Okay this is kind of bogus and I thought about not even posting it, but come on, you need the closure right? Everyone likes a comparo. First of all, why this is bogus : 1. PNG just cannot compete without better LOCO support. Here I am allowing the LOCO files, but they were not advpng/pngout optimized , and of course they're not really PNGs. 2. I have that crippling 256k chunking on my format. I guess if I wanted to do a fair comparo I should make a version of my shit which doesn't have LOCO and also remove my 256k chunking and compare that vs. no-loco PNG. God dammit now I have to do that.

Whatever, here you go :

RRZ heuristic = guided search to try to find the best set of options
RRZ best = actual best options for my thingy
png best = best of advpng/crush/loco

RRZ heuristic RRZ best png best
ryg_t.yello.01.bmp 392963 359799 373573
ryg_t.train.03.bmp 35195 31803 34260
ryg_t.sewers.01.bmp 421779 420091 429031
ryg_t.font.01.bmp 26911 22514
ryg_t.envi.colored03.bmp 95394 97203
ryg_t.envi.colored02.bmp 54662 55036
ryg_t.concrete.cracked.01.bmp 299963 309126
ryg_t.bricks.05.bmp 370459 375964
ryg_t.bricks.02.bmp 455203 465099
ryg_t.aircondition.01.bmp 20522 20320
ryg_t.2d.pn02.bmp 22147 24750
kodak_24.bmp 559564 558085 572591
kodak_23.bmp 479240 478041 483865
kodak_22.bmp 574252 571301 580566
kodak_21.bmp 549865 545584 547829
kodak_20.bmp 429556 439993
kodak_19.bmp 541424 545636
kodak_18.bmp 618961 631000
kodak_17.bmp 508672 504961 510131
kodak_16.bmp 466277 481190
kodak_15.bmp 506728 504213 516741
kodak_14.bmp 581520 580301 590108
kodak_13.bmp 677041 688072
kodak_12.bmp 465297 477151
kodak_11.bmp 510200 519918
kodak_10.bmp 497400 500082
kodak_09.bmp 491896 493958
kodak_08.bmp 610524 610505 611451
kodak_07.bmp 473500 473233 486421
kodak_06.bmp 534037 540442
kodak_05.bmp 624368 623341 638875
kodak_04.bmp 522061 532209
kodak_03.bmp 437765 464434
kodak_02.bmp 500964 508297
kodak_01.bmp 586328 582389 588034
bragzone_TULIPS.bmp 565997 591881
bragzone_SERRANO.bmp 103462 96932
bragzone_SAIL.bmp 613845 609953 623437
bragzone_PEPPERS.bmp 366611 376799
bragzone_MONARCH.bmp 508096 507937 526754
bragzone_LENA.bmp 467103 474251
bragzone_FRYMIRE.bmp 241899 230055
bragzone_clegg.bmp 444736 483056

PNG wins by a little bit on FRYMIRE , SERRANO , ryg_t.aircondition.01.bmp , ryg_t.font.01.bmp . I'm going to pretend that I don't know that because that's what sent me down this god damn pointless rabbit hole in the first place, I discovered that PNG beat me on a few files so I had to find out why and fix myself.

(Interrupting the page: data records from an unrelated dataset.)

PR #8520, opened 2024-10-07
feat(rust): compact enrollment ticket encoded format

adrianbenavides:
The enrollment tickets are now a comma-separated text line, with all the necessary information. The fields are ordered as follows: 

`<project route>,<project identifier>,<project name>,<token>,<project change history>,<authority change history>,<authority route>`

The project route will follow a similar structure to this: 

`/dnsaddr/<id>.projects.orchestrator.ockam.io/tcp/443/service/<id>/service/api`

The authority route is optional. It will derive it from the project id/route if not present. The project identifier and project name will eventually disappear from this format, but we need it there for now.

## Using the previous format

A message will be shown asking the user to use an up-to-date ockam version. It will still convert the old ticket into the new format, and use it normally to enroll.

image

### DIFF
--- a/implementations/rust/ockam/ockam_api/src/cli_state/enrollments.rs
+++ b/implementations/rust/ockam/ockam_api/src/cli_state/enrollments.rs
@@ -1,10 +1,4 @@
-use serde::{Deserialize, Serialize};
-use std::fmt::{Display, Formatter};
-use time::OffsetDateTime;
-
 use crate::authenticator::one_time_code::OneTimeCode;
-use ockam::identity::{Identifier, TimestampInSeconds};
-
 use crate::cli_state::Result;
 use crate::cli_state::{CliState, CliStateError};
 use crate::cloud::email_address::EmailAddress;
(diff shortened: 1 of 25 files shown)


implementations/rust/ockam/ockam_api/src/cli_state/enrollments.rs
```diff
@@ -276,3 +277,466 @@ impl EnrollmentTicket {
...
+    }
+}
+
+impl FromStr for ExportedEnrollmentTicket {
+    type Err = ApiError;
+
+    fn from_str(contents: &str) -> std::result::Result<Self, Self::Err> {
+        // Decode as comma-separated text
+        let values: Vec<&str> = contents.split(',').collect();
+        if values.len() < Self::MANDATORY_FIELDS_NUM {
```
etorreborre, line 348: Shouldn't we raise an error also if there are more fields?

implementations/rust/ockam/ockam_api/src/cli_state/enrollments.rs
```diff
@@ -276,3 +277,466 @@ impl EnrollmentTicket {
...
+        let (
+            project_id_or_route,
+            project_name,
+            one_time_code,
+            project_change_history,
+            authority_change_history,
+        ) = (values[0], values[1], values[2], values[3], values[4]);
+        let authority_route = values.get(5).map(|r| r.to_string());
+
+        let project_id_or_route = if project_id_or_route.starts_with('/') {
```
etorreborre: I think we can call the variable in `let project_id_or_route`, simply `project_route` after we checked for `starts_with('/')`.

Anyway, something that would be more productive would be to write a fast PNG decoder. All the PNG decoders out there in the world are woefully slow. Let me tell you all how to write a fast PNG decoder :

1. First make sure your Zip decoder is fast. The standard ones are okay, but they do too much checking for end of buffer and do you have enough bits blah blah. The correct way to do that is to allocate your decompression buffers 64k aligned, and put some NO_ACCESS pages on each end. Then just let your Zip decoder run. Make sure it will never crash on bad input - it will just make bad output (this is relatively easy to do and doesn't require explicit checks, just careful coding to make sure all compressed bit streams decode to something).

2. The un-filtering for PNG needs to be unrolled for the exact data type and filter. You can do this in C very neatly using template loop inversion which I wrote about previously. For maximum speed however you really should do the un-filter with SIMD. It's a very nice easy case for SIMD, except for the god fucking awful pointless abortion that is the Paeth filter.

3. Un-filtering and LZ decompress should be interleaved for cache hotness. You decode a bit, un-filter a bit, then stream out data in the final pixel format into client-ready packed plane. The zip window is only 32k and you only need one previous row to filter, so your whole set of read-write data should be less than 64k, and the data you stream out should be written to a separate buffer with NTQ write-combining style writes. Ideally your stream out supports enough pixel formats that it can write directly to whatever the client needs (X8R8G8B8 for D3D or whatever) so that memory doesn't have to be touched again. Because the output buffer is only written write combined you can decode directly into locked textures.

My guess is that this should be in the neighborhood of 80 MB/sec.